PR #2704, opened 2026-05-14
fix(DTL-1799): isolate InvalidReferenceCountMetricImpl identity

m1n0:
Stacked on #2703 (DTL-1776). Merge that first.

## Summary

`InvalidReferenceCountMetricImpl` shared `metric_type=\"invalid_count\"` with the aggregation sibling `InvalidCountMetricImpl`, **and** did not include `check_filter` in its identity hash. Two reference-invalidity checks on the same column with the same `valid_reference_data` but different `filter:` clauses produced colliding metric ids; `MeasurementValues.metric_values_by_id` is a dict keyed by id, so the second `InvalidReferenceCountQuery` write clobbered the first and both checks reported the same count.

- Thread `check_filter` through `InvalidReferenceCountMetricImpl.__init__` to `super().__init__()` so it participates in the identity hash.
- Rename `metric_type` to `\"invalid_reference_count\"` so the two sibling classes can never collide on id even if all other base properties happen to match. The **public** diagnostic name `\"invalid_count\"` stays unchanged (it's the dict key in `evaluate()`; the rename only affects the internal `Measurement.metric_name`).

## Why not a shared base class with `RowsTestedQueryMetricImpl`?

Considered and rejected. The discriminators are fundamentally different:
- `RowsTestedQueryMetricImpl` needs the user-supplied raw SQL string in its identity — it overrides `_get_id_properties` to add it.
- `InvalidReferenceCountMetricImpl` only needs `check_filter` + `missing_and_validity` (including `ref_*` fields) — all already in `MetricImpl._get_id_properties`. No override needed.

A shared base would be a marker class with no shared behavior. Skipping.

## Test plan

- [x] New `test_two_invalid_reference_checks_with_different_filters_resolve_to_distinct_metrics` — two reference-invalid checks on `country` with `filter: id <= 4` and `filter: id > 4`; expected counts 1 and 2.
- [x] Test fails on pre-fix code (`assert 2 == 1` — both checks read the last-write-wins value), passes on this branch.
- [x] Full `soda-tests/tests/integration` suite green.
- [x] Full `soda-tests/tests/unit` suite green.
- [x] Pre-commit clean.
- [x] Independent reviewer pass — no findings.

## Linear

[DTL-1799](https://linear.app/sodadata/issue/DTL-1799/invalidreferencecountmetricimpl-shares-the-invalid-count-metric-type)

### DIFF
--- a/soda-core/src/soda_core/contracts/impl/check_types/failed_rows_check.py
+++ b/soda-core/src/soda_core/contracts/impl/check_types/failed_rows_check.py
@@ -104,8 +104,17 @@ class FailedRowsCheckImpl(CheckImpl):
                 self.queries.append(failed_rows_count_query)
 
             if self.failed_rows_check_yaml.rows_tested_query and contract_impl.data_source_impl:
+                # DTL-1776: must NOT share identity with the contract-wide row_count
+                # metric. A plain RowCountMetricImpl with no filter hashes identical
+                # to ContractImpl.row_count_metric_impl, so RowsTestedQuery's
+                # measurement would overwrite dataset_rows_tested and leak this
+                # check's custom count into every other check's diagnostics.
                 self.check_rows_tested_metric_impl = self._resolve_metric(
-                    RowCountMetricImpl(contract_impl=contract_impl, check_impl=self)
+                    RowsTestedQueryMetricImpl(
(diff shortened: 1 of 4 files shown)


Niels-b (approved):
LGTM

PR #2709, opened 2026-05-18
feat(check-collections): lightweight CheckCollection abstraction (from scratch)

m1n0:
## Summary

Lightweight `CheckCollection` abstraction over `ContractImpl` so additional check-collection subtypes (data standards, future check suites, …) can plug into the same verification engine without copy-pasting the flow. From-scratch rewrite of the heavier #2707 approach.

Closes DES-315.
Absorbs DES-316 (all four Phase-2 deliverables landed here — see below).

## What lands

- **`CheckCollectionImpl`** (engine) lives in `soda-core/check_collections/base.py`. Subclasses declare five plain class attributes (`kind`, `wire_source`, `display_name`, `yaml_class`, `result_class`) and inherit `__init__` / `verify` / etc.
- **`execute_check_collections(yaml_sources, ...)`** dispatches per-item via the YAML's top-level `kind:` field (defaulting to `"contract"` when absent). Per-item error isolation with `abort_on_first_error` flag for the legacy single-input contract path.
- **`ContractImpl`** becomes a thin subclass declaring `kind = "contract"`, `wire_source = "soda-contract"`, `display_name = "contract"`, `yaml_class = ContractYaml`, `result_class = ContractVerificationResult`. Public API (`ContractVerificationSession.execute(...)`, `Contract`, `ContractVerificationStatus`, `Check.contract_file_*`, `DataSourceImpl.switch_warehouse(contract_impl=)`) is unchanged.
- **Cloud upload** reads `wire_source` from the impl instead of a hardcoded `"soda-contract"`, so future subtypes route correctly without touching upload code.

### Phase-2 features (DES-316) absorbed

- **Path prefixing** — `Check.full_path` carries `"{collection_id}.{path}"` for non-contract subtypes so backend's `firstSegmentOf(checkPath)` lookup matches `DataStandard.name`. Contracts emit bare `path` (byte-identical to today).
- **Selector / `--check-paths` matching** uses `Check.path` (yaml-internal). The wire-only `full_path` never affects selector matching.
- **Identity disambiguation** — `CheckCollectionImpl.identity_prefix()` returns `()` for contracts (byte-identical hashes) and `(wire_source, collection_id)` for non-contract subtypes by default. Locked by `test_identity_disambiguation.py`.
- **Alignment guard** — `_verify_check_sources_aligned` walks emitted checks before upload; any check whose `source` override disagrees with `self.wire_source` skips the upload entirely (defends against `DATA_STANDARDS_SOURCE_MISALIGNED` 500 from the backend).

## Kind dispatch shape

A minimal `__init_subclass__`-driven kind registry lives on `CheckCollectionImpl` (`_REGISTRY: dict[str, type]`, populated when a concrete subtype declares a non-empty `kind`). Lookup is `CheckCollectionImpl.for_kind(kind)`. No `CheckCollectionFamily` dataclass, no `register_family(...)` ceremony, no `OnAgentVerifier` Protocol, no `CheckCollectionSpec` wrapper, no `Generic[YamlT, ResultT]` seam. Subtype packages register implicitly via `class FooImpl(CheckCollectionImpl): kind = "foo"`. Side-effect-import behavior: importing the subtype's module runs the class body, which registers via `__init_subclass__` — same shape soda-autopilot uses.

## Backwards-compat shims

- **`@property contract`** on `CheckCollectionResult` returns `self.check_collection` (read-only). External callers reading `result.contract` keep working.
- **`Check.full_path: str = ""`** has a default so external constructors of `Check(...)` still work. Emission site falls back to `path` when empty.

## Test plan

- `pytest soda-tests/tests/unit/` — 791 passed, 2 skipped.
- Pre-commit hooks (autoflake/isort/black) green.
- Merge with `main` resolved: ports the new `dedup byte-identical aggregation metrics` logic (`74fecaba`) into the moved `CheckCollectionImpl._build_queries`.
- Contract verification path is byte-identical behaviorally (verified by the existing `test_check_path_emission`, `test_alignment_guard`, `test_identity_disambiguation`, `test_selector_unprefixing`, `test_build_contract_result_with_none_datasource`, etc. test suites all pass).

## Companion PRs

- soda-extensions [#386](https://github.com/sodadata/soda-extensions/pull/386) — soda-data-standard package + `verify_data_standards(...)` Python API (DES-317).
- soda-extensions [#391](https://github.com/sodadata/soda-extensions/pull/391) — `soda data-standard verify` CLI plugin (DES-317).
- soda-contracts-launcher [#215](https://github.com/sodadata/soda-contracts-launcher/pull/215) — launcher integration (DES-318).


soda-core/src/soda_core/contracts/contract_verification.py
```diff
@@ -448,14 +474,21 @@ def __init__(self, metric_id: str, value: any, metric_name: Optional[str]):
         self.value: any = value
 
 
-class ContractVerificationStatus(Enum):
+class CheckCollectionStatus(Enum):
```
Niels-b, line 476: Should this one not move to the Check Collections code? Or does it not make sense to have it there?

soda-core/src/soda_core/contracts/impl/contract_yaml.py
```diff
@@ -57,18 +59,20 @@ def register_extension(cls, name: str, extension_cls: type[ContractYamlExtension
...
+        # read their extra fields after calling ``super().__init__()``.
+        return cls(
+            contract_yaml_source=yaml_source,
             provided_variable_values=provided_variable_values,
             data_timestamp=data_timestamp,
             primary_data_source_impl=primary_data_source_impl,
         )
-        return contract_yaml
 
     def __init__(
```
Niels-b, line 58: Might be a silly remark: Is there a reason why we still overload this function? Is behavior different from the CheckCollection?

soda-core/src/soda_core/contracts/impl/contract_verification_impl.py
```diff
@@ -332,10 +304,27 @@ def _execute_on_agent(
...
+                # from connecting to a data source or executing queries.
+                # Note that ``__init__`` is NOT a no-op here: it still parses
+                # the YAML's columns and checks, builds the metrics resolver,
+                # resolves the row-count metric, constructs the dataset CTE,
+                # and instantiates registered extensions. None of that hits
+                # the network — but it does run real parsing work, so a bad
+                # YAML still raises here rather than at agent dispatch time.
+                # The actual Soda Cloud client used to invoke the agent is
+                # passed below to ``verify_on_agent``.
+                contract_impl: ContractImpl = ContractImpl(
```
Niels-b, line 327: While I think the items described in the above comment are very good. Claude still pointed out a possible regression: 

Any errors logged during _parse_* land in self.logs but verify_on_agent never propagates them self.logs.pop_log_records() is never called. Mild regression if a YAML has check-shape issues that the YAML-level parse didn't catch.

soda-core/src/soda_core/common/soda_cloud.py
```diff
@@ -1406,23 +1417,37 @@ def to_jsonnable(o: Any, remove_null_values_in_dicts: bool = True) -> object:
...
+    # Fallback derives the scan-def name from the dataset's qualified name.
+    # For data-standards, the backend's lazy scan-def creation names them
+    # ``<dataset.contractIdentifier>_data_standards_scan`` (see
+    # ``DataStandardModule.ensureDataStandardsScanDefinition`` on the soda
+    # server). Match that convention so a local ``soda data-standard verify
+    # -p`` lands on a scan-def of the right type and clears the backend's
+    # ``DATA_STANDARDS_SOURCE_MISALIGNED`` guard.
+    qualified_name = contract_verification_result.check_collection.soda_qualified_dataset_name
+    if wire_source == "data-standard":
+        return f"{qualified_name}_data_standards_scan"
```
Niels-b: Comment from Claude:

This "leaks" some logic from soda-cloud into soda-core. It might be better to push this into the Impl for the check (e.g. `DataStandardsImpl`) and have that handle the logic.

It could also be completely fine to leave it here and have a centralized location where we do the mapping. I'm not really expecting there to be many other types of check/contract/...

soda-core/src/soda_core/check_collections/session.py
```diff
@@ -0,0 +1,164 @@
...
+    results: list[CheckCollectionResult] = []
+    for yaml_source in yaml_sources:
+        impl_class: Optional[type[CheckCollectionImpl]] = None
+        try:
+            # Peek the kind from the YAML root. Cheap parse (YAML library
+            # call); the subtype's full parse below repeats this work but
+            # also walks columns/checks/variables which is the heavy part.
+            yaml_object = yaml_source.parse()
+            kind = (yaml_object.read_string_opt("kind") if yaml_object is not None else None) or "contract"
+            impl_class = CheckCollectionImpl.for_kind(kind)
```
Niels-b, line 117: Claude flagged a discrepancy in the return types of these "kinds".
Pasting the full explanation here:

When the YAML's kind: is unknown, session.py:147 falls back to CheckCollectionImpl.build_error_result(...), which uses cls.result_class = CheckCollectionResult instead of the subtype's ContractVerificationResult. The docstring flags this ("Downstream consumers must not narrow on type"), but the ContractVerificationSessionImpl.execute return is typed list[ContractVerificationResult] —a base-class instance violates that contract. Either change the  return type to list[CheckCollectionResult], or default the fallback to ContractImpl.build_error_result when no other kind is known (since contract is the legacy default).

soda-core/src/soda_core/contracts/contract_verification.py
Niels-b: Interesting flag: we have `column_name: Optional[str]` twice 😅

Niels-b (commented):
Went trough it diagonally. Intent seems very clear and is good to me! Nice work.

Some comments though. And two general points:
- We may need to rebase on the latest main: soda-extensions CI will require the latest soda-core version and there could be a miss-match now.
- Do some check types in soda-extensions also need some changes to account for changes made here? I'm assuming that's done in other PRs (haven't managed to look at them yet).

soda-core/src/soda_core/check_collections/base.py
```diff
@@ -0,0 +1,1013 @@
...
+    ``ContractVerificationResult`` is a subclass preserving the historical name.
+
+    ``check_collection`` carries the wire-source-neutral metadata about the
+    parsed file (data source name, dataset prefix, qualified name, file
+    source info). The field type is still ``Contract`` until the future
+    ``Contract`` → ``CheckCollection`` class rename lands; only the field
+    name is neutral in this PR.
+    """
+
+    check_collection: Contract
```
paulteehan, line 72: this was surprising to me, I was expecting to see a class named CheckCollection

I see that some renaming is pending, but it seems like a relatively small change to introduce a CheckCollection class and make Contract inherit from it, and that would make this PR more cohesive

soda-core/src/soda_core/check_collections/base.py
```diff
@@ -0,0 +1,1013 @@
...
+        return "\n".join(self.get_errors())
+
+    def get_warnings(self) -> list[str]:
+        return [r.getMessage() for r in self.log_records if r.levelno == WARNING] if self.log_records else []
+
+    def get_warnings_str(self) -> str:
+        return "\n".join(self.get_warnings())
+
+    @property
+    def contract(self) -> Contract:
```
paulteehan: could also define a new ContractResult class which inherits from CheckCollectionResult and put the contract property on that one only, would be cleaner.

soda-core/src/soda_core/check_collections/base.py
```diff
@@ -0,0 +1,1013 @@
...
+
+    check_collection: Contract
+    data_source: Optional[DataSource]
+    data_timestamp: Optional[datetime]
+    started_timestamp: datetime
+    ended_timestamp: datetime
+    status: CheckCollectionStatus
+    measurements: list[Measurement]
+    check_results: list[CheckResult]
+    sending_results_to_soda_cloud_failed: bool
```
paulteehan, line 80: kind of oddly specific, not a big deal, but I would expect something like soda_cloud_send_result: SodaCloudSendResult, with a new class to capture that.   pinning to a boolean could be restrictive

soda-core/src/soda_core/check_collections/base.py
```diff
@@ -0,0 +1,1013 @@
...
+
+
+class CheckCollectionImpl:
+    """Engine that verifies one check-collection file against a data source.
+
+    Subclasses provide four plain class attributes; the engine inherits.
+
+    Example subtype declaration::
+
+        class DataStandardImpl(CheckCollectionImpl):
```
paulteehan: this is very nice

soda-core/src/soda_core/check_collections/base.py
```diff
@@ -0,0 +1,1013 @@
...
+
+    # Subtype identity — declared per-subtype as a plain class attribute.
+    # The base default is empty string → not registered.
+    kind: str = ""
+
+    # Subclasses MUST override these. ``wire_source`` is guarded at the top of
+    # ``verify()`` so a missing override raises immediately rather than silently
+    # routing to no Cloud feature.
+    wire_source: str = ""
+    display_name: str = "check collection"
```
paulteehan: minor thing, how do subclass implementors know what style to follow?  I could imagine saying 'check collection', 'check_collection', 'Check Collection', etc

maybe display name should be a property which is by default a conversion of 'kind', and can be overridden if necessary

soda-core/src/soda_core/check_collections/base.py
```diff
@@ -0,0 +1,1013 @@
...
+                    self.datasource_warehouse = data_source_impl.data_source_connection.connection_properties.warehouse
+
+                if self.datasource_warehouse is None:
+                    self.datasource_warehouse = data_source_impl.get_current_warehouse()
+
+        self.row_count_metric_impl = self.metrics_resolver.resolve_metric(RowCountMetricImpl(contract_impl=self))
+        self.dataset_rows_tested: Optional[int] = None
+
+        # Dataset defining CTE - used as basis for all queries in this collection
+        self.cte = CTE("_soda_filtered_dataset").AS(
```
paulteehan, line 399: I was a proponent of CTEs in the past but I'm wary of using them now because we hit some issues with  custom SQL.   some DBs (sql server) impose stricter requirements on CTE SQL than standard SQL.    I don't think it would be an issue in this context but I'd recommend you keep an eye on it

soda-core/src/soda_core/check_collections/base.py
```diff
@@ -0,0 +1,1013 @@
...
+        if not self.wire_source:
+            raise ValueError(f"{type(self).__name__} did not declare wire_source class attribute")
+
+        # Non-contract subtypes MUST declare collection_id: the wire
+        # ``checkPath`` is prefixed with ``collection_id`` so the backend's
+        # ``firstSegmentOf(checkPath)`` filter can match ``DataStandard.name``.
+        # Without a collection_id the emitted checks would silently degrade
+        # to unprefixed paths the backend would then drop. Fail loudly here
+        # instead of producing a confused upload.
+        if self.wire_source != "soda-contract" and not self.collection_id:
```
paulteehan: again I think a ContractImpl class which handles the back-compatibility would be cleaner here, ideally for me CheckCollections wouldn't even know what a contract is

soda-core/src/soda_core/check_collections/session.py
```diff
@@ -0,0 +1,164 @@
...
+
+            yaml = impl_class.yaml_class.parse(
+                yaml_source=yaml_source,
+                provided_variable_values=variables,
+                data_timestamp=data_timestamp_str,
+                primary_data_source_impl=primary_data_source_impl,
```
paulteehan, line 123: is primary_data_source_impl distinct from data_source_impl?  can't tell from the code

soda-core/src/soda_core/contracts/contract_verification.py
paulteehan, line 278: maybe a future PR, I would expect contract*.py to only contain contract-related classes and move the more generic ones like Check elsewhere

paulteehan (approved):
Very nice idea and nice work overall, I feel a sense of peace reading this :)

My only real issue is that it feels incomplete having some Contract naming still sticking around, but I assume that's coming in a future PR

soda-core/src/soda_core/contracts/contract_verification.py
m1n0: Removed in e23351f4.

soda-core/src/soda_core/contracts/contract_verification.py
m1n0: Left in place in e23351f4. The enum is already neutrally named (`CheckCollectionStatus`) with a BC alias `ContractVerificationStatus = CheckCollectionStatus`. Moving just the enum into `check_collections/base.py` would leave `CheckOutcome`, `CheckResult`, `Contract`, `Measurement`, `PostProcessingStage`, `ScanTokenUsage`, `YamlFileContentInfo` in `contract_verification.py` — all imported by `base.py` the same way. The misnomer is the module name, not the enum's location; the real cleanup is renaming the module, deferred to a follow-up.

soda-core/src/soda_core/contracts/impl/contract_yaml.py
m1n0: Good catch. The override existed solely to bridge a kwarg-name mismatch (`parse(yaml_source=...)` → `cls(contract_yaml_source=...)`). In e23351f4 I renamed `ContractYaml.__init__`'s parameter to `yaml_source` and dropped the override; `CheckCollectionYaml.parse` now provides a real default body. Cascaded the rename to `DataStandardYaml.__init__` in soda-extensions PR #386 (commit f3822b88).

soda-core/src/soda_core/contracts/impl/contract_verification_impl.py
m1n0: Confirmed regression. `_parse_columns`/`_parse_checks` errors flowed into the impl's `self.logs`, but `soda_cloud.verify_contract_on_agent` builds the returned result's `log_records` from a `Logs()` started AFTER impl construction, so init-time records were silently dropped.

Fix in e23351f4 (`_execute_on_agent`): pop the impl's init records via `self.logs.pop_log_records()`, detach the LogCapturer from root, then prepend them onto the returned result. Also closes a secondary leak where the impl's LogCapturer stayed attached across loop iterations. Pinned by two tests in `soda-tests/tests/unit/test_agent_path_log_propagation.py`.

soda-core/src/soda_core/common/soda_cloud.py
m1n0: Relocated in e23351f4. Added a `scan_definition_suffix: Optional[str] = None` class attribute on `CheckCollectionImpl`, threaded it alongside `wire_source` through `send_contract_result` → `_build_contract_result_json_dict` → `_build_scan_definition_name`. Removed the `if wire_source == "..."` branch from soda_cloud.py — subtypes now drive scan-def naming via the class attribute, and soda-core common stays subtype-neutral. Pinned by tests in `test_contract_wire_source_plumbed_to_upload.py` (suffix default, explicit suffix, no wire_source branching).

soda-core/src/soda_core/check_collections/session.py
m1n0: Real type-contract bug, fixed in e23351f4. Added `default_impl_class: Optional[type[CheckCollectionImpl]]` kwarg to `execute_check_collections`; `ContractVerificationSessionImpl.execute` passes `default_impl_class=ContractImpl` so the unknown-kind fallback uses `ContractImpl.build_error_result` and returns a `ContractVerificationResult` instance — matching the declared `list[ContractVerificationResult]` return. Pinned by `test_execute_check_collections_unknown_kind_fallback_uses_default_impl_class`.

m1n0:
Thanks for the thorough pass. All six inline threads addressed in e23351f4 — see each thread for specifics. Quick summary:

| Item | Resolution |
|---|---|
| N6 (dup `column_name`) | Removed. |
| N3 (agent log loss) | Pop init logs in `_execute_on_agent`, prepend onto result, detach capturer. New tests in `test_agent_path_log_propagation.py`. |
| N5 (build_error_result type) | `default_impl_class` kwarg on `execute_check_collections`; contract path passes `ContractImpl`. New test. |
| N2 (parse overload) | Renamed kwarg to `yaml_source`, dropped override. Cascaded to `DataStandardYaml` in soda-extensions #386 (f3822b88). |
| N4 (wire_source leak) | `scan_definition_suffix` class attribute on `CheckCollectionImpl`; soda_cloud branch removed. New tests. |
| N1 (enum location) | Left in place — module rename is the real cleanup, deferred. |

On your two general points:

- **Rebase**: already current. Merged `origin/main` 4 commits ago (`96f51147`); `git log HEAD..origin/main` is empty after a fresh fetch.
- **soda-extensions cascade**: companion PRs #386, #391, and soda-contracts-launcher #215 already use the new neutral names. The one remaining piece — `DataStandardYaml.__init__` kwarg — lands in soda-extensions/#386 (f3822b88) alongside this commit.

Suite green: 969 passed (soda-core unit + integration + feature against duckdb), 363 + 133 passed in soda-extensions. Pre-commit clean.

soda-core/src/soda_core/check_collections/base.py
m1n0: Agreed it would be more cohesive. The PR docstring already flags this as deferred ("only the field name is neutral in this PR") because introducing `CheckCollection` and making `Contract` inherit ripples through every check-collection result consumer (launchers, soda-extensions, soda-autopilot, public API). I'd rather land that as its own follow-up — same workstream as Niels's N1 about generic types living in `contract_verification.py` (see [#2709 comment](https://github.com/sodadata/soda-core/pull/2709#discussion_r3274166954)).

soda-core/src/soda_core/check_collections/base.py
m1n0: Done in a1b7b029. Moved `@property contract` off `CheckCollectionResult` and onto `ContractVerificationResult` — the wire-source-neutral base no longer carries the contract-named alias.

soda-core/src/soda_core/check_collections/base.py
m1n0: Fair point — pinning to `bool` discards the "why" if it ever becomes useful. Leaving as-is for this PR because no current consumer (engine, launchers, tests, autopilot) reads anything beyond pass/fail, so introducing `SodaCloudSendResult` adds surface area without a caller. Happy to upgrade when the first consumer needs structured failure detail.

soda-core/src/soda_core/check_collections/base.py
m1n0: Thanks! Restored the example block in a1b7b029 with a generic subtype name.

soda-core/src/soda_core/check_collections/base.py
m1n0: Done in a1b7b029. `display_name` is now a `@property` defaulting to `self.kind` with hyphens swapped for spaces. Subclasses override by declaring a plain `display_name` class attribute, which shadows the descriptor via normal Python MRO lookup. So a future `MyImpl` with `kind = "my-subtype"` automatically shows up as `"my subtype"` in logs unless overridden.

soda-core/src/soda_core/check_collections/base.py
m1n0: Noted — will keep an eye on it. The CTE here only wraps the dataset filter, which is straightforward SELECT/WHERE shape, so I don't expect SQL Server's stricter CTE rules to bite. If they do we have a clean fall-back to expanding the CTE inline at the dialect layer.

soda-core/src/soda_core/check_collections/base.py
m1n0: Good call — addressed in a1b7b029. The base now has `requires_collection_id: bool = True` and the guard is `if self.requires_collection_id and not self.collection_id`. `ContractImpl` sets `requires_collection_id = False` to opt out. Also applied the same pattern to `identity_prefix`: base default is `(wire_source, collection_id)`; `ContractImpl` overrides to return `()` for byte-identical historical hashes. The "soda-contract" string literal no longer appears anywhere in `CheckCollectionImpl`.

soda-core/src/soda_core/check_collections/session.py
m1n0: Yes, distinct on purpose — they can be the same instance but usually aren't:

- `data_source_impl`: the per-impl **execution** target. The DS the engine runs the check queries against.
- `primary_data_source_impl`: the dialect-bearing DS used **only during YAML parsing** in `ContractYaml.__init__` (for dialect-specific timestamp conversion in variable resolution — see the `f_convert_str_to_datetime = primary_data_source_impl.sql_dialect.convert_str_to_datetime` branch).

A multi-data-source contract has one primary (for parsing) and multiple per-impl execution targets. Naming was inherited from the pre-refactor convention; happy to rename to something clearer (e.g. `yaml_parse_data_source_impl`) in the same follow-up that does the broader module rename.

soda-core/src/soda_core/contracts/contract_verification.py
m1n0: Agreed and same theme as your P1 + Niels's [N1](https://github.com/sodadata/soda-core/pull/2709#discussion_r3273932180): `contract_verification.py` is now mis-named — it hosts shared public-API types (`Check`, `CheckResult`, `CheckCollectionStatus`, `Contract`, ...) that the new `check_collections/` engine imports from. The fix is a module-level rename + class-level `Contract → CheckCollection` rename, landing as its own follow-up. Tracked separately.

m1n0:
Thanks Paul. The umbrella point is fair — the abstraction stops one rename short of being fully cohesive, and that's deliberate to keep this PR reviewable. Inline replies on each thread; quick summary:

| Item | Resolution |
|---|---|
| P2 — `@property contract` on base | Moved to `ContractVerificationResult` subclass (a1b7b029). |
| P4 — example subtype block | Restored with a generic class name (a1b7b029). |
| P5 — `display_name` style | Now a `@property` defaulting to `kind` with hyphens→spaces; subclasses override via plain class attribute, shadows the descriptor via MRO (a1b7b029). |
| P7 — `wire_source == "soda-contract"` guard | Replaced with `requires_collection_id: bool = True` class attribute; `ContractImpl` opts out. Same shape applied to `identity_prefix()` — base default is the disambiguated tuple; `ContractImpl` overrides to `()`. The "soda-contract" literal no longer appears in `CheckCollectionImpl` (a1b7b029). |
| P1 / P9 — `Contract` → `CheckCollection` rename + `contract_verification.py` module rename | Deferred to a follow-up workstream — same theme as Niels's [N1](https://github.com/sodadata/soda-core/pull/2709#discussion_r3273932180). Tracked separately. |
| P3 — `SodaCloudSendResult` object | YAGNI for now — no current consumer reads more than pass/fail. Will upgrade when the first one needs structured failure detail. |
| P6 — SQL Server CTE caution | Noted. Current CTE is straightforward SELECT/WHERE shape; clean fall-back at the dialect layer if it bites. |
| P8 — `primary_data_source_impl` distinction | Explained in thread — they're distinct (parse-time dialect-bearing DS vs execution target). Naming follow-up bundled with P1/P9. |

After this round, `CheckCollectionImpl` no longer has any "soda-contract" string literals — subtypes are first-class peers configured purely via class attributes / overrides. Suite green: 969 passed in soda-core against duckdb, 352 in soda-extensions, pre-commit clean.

__Problem requirements__.
Find out how many lines in the entries above hold "introducing", then reply with that figure and nothing else.

__Exercise solution__.
2